Not outrage. Not angry silence. Not a refusal to participate in this not-so-smart attempt to obscure art as abuse. Any or all of these would have been a provoked reaction too. Such a response would have assuaged. Would have been an uplifting reassurance that indeed we have kicked history in the eye and made the tough transition to our better natures. Instead, what we have today is a macabre display that demeans art and a grotesque response that slices the scabs off our wounds and sears them anew.
Jacob Lawrence, The Libaray
Unlike other peoples that keep the flame of memory alive by the repeated regurgitation of their oppressions; the history of the African American is much obscured and in fact, denied. In the words of Ira Berlin, a celebrated historian of slavery, social identity is rooted in history. The African-American struggle with identity is mirrored by the absence of a past.

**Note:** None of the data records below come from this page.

PR #1126, opened 2018-11-05
Homework lesson 2 assigments complete

jaredmulholland:
Still getting used to using git (that's why I'm submitting all the assignments at one.

On the Fibonacci part, I'm a little unsure what 'assert' is used for. I get that it can show you an error in your function, but it doesn't really seem that helpful, since I get an error anyway.

### DIFF
--- a/lesson_2/fizzbuzz.py
+++ b/lesson_2/fizzbuzz.py
@@ -1,0 +1,20 @@
+"""
+Prob 2: Fizz Buzz
+
+-Write a program that prints the numbers from 1 to 100 inclusive.
+-But for multiples of three print “Fizz” instead of the number.
+-For the multiples of five print “Buzz” instead of the number.
+-For numbers which are multiples of both three and five print “FizzBuzz” instead. 
+
+"""
+
+
+for x in range(1,101):
+    if x % 3 == 0 and x % 5 == 0:
+        print("FizzBuzz")
+    elif x % 3 == 0 and x % 5 != 0:
+        print("Fizz")
+    elif x % 3 != 0 and x % 5 == 0:
+        print("Buzz")
+    else:
+        print(x)
--- a/lesson_2/series.py
+++ b/lesson_2/series.py
@@ -1,0 +1,40 @@
+"""
+Problem 3: fibonacci, lucas, sum_series
+
+"""
+
+def fibonacci(n):
+    """return the nth value in a fibonacci series (starting with 0 index)"""
+    if n == 0:
+        return(0)
+    elif n == 1:
+        return(1)
+    else:
+        return fibonacci(n-1) + fibonacci(n-2)
+
+
+def lucas(n):
+    """return the nth value in a lucas series (starting with 0 index). Lucas series begins with 2,1,3,..."""
+    if n == 0:
+        return(2)
+    elif n == 1:
+        return(1)
+    else: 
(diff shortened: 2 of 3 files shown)


natasha-aleksandrova:
@jaredmulholland if you get an error from `assert` statement then the code should be fixed to pass the assert 😉

jaredmulholland:
That part I get. I guess I don’t get what it gives you in addition to a
normal error statement.

natasha-aleksandrova:
`assert` is used for logic error checking not syntax or compiled errors.

for example,

```
def add(x, y):
    return x + y


assert add(2, 2) == 5
```
Above is a valid function that will not return an error when executed; our assert statement ensures that function returns what we expect. 
Obviously it should return 4 so the assert statement will fail, `assert` statement is often used with `pytest` unit test library which we'll get into in lesson 6.

jaredmulholland:
Got it. Thanks! 😀

lesson_2/fizzbuzz.py
```diff
@@ -0,0 +1,20 @@
...
+
+for x in range(1,101):
+    if x % 3 == 0 and x % 5 == 0:
+        print("FizzBuzz")
+    elif x % 3 == 0 and x % 5 != 0:
+        print("Fizz")
+    elif x % 3 != 0 and x % 5 == 0:
+        print("Buzz")
+    else:
+        print(x)
```
natasha-aleksandrova: your `if` statement at line 13 already checks for being divisible by both 3 and 5 so `elif` checks on lines 15 and 17 don't need to check both.

meaning:
```
if x % 3 == 0 and x % 5 == 0
elif x % 3 == 0
elif x % 5 == 0
```
are sufficient

lesson_2/series.py
```diff
@@ -0,0 +1,40 @@
...
+        return(x)
+    elif n == 1:
+        return(y)
+    else:
+        return (sum_series((n-1), x, y) + sum_series((n-2), x, y))
+
+
+assert fibonacci(5) == 5
+assert lucas(5) == 5
+assert sum_series(5, x = 0, y = 1) == 5
```
natasha-aleksandrova: looks good!

lesson_2/series.py
```diff
@@ -0,0 +1,40 @@
...
+    if n == 0:
+        return(2)
+    elif n == 1:
+        return(1)
+    else: 
+        return lucas(n-1) + lucas(n-2)
+
+def sum_series(n, x = 0, y = 1):
+    """return sum of n-1 and n-2 numbers in a sequence. This function allows the user to get a result similar to a lucas 
+    or fibonacci sequence but at any starting point"""
```
natasha-aleksandrova: nice use of docstrings

lesson_2/series.py
```diff
@@ -0,0 +1,40 @@
...
+def lucas(n):
+    """return the nth value in a lucas series (starting with 0 index). Lucas series begins with 2,1,3,..."""
+    if n == 0:
+        return(2)
+    elif n == 1:
+        return(1)
+    else: 
+        return lucas(n-1) + lucas(n-2)
+
+def sum_series(n, x = 0, y = 1):
```
natasha-aleksandrova: minor pep8 style violation: no need for spaces around `=` sign -> `(n, x=0, y=1)`

PR #1132, opened 2018-11-06
progress request, two commits 

geekwriter2:


students/MichaelM/lesson2/series.py
```diff
@@ -0,0 +1,58 @@
...
+    # 0, 1 Fib
+    # 2, 1 Luc
+    # 1, 1 undefined
+    term_values = [n_minus2, n_minus1]
+    for i in range(1, n - 1):
+        new_value = term_values[loop_counter] + term_values[loop_counter - 1]
+        term_values.append(new_value)
+        loop_counter += 1
+    result = max(term_values)
+    return result
```
natasha-aleksandrova: note that `sum_series(9)` should return 34

PR #1134, opened 2018-11-07
Adds grid printer solution to lesson02

scottebetts:
I hope I'm doing this right.


students/scottebetts/lesson02/Fizz-Buzz.py
```diff
@@ -0,0 +1,13 @@
...
+        print('Fizzbuzz')
+    elif n % 3 == 0:
+        print('Fizz')
+    elif n % 5 == 0:
+        print('Buzz')
+    else:
+        print(n)
+
+for i in range(1, 100):
+    fizzbuzz(i)
```
charlesrobison: You'd actually want to put this for loop inside your fizzbuzz function.  Something like:
`def fizzbuzz(n):
    for i i range (1,n):
        if i % 3 == 0`
And so on.

students/scottebetts/lesson02/Grid-Printer.py
```diff
@@ -0,0 +1,34 @@
...
+    wall = '|'
+    space = ' '
+    cell = (wall + ((space * cell_hw) * 2 + space + wall) * table_hw)
+    vertice = ((plus + space + ((minus + space) * cell_hw) ) * table_hw + plus)
+
+    for t in range(table_hw):
+        print(vertice)
+        for i in range(cell_hw):
+            print(cell)
+    print(vertice)
```
charlesrobison: Works well!

PR #1145, opened 2018-11-11
added lessons8 and 9

chelseamsmith:


students/ChelseaSmith/lesson8/circle.py
```diff
@@ -0,0 +1,88 @@
...
+        return 2*self.radius
+    @diameter.setter
+    def diameter(self, val):
+        self.radius = val / 2
+
+    @property
+    def area(self):
+        return math.pi * self.radius ** 2
+
+
```
natasha-aleksandrova: your class methods should have one line space between them (where module functions have 2 lines).

students/ChelseaSmith/lesson9/mailroom.py
```diff
@@ -0,0 +1,113 @@
...
+            filename = item.name + ".txt"
+            f = open(filename, "w")
+            f.write(item.write_letter())
+            f.close()
+
+    def save_data(self):
+        f = open(database, "w")
+        for item in record:
+            f.write(f"{item.name}, {', '.join(item.donations)}\n")
+        f.close()
```
natasha-aleksandrova: use `with` statement with files.

students/ChelseaSmith/lesson9/mailroom.py
```diff
@@ -0,0 +1,113 @@
...
+
+    def add_donation(self, name, amount):
+        new = self.check_name(name)
+        if new == True:
```
natasha-aleksandrova: use `is True` when comparing objects.

students/ChelseaSmith/lesson9/mailroom.py
```diff
@@ -0,0 +1,113 @@
...
+if __name__ == "__main__":
+    choice = 5
+    while choice != 0:
+        choice = int(input("Please enter 1 to enter a new donation, 2 to generate a report, 3 to generate letters for all donors, or 0 to quit"))
+        if choice == 1:
+            new_donation()
+        elif choice == 2:
+            donors.report()
+        elif choice == 3:
+            donors.letters_all()
```
natasha-aleksandrova: I get an error running your code:
```
FileNotFoundError: [Errno 2] No such file or directory: 'donors.txt'
```

natasha-aleksandrova: switch dict is still a good pattern here.

students/ChelseaSmith/lesson9/mailroom.py
```diff
@@ -0,0 +1,113 @@
...
+        number = len(self._donations)
+        return number
+
+    def average_gift(self):
+        ave = sum(self._donations)/len(self._donations)
+        return ave
+
+    def write_letter(self):
+        letter = "Dear {},\nThank you for your generous donation of ${:.2f}.\nSincerely,\n Generic Charities".format(self._name, self._donations[-1])
+        return letter
```
natasha-aleksandrova: `Donor` class looks good

students/ChelseaSmith/lesson9/mailroom.py
```diff
@@ -0,0 +1,113 @@
...
+
+
+class Manager:
+
+    def __init__(self, database):
+        self.database = database
+        self.record = list()
+        for line in open(database):
+            self.record.append(Donor(line))
```
natasha-aleksandrova: Couldn't get the code to run but curious how this works? The code appears to save a line with name and donations, but this appears to only pass in one arg which would map to the name param?

students/ChelseaSmith/lesson9/mailroom.py
```diff
@@ -0,0 +1,113 @@
...
+        print(f"Donor name" + " " * 7 + " | Total Given | Num Gifts | Average Gift\n")
+        for item in self.record:
+            print(f"{item.name:<18}${item.total_given():12.2f}{item.number_of_gifts():10}   ${item.average_gift():13.2f}\n")
+
+    def check_name(self, name):
+        new = False
+        for item in self.record:
+            if item.name == name:
+                new = True
+        return new
```
natasha-aleksandrova: return as soon as you hit `True` condition:
```
for item in self.record:
    if item.name == name:
        return True
    return False
```

PR #1146, opened 2018-11-11
lesson07

elnurad:
Committing the lesson 07 exercise files. I had a merge conflict and after resolving it I ended with two folders here (lesson07&lesson7) with the same files. The ones in lesson07 folder are more complete since they have all the html output pages so you only need to merge that one. Also, my final html output looks correct and so does the code, but I get "Assert False" errors after I run the pytest and I can't seem to figure out why.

Let us never forget the horror of this shameful history that used the very body of Africans as art. In her book, Medical Apartheid, Harriet Washington painfully troughs this savage ditch of our not so recent past. In a heartbreaking chapter titled, Circus Africanus, she details the use of African slaves as art exhibits and scientific specimens all over the United States and Europe, with cities like New York and Paris playing host. I list some of these long forgotten horrors from her book, in the hope that these stories of human indignity are remembered, retold and that, our collective memories will never let these atrocities rise again, in whatever form.

1. Ota Benga, 23 years, an African captured in the Congo was exhibited in the Bronx Zoo in the 20th century (1906) in a monkey cage along with a gorilla and an orangutan.  The New York Times actively supporting this as furthering the understanding of 'evolution'. His cage bore a placard titled: “The African Pygmy, ‘Ota Benga.’ Height 4 feet 11 inches. Weight 103 pounds. Brought from the Kasai River, Congo Free State, South Central Africa by Dr. Samuel P. Verner. Exhibited each afternoon during September.” (pp. 76-77). From the Times: There were 40,000 visitors to the park on Sunday. Nearly every man, woman and child of this crowd made for the monkey house to see the star attraction in the park, the wild man from Africa. They chased him about the grounds all day, howling, jeering, and yelling. Some of them poked him in the ribs, others tripped him up, all laughed at him. (p. 78).
Ota Benga was finally freed, and in a final act of hopeless submission, he committed suicide.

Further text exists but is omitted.